DATA SECTION ::
· · · ·
PR #151, opened 2020-07-15
> Webinf some refactors

cincospenguinos:
## Motivation

There was a discrepancy between the ref API of CustomFieldInputSingleChoice here and on big maven, and so I adjusted this to accommodate. This also pulls out the duplicated useImperativeHandle into its own hook specifically for custom fields.

## PR upkeep checklist

- [ ] Change log entry
- [x] Label(s)
- [x] Assignee(s)
- [x] Deployment URL: https://mavenlink.github.io/design-system/webinf-currency-is-what-you-think-it-is-171681533
- [ ] Green Bigmaven CI check

### DIFF
--- a/src/components/custom-field-input-text/custom-field-input-text.jsx
+++ b/src/components/custom-field-input-text/custom-field-input-text.jsx
@@ -8,13 +8,7 @@ const CustomFieldInputText = forwardRef(function CustomFieldInputText(props, ref
   const inputRef = props.inputRef || defaultRef;
 
   const validationMessage = useValidation(props.readOnly, props.errorText, inputRef);
-
-  useImperativeHandle(ref, () => ({
-    id: props.id,
-    get value() {
-      return inputRef.current.value;
-    },
-  }));
+  useImperativeHandle(props.id, ref, () => inputRef.current.value);
 
   return (
     <AbstractCustomField
--- a/src/hooks/use-custom-field-value.jsx
+++ b/src/hooks/use-custom-field-value.jsx
@@ -1,0 +1,10 @@
+import { useImperativeHandle } from 'react';
+
+export default function useCustomFieldValue(id, ref, getValue) {
+  useImperativeHandle(ref, () => ({
+    id,
+    get value() {
+      return getValue();
+    },
+  }));
+}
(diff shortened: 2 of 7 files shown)


src/components/custom-field-input-text/custom-field-input-text.jsx
```diff
@@ -8,13 +8,7 @@ const CustomFieldInputText = forwardRef(function CustomFieldInputText(props, ref
...
 
   const validationMessage = useValidation(props.readOnly, props.errorText, inputRef);
-
-  useImperativeHandle(ref, () => ({
-    id: props.id,
-    get value() {
-      return inputRef.current.value;
-    },
-  }));
+  useImperativeHandle(props.id, ref, () => inputRef.current.value);
```
juanca, line 11: This is pointing to the wrong thing.

src/hooks/use-custom-field-value.jsx
```diff
@@ -0,0 +1,10 @@
+import { useImperativeHandle } from 'react';
+
+export default function useCustomFieldValue(id, ref, getValue) {
```
juanca, line 3: The `useCustomFieldValue` name sounds like a `useState` derivative.

A better name for this module is: `useCustomFieldHandle` since it is creating an imperative handle for a custom field and we want to centralize most of the logic into this module.

juanca:
I'm concerned this module isn't giving us much. It looks like instead of writing:

```
  id: <ID>,
  get value() {
    <value function>
  }
});
```

We are condensing it into a series of function parameters:

```
useCustomFieldValue(ref, id, value)
```

A couple of future use-cases:

1. We add a new ref property: 
  a. Using `useImperativeHandle` implies we need to touch every custom field component to add new property
  b. Using `useCustomFieldValue` implies we need to touch every custom field component to add new function parameter _and_ the centralized module for what is most likely going to be a 1 liner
· · · ·
Once the line containing "juanca, line 11: This" is found, print it and every line after it through the end of the listing, exactly and alone.

EXPECTED ANSWER ::
juanca, line 11: This is pointing to the wrong thing.

src/hooks/use-custom-field-value.jsx
```diff
@@ -0,0 +1,10 @@
+import { useImperativeHandle } from 'react';
+
+export default function useCustomFieldValue(id, ref, getValue) {
```
juanca, line 3: The `useCustomFieldValue` name sounds like a `useState` derivative.

A better name for this module is: `useCustomFieldHandle` since it is creating an imperative handle for a custom field and we want to centralize most of the logic into this module.

juanca:
I'm concerned this module isn't giving us much. It looks like instead of writing:

```
  id: <ID>,
  get value() {
    <value function>
  }
});
```

We are condensing it into a series of function parameters:

```
useCustomFieldValue(ref, id, value)
```

A couple of future use-cases:

1. We add a new ref property: 
  a. Using `useImperativeHandle` implies we need to touch every custom field component to add new property
  b. Using `useCustomFieldValue` implies we need to touch every custom field component to add new function parameter _and_ the centralized module for what is most likely going to be a 1 liner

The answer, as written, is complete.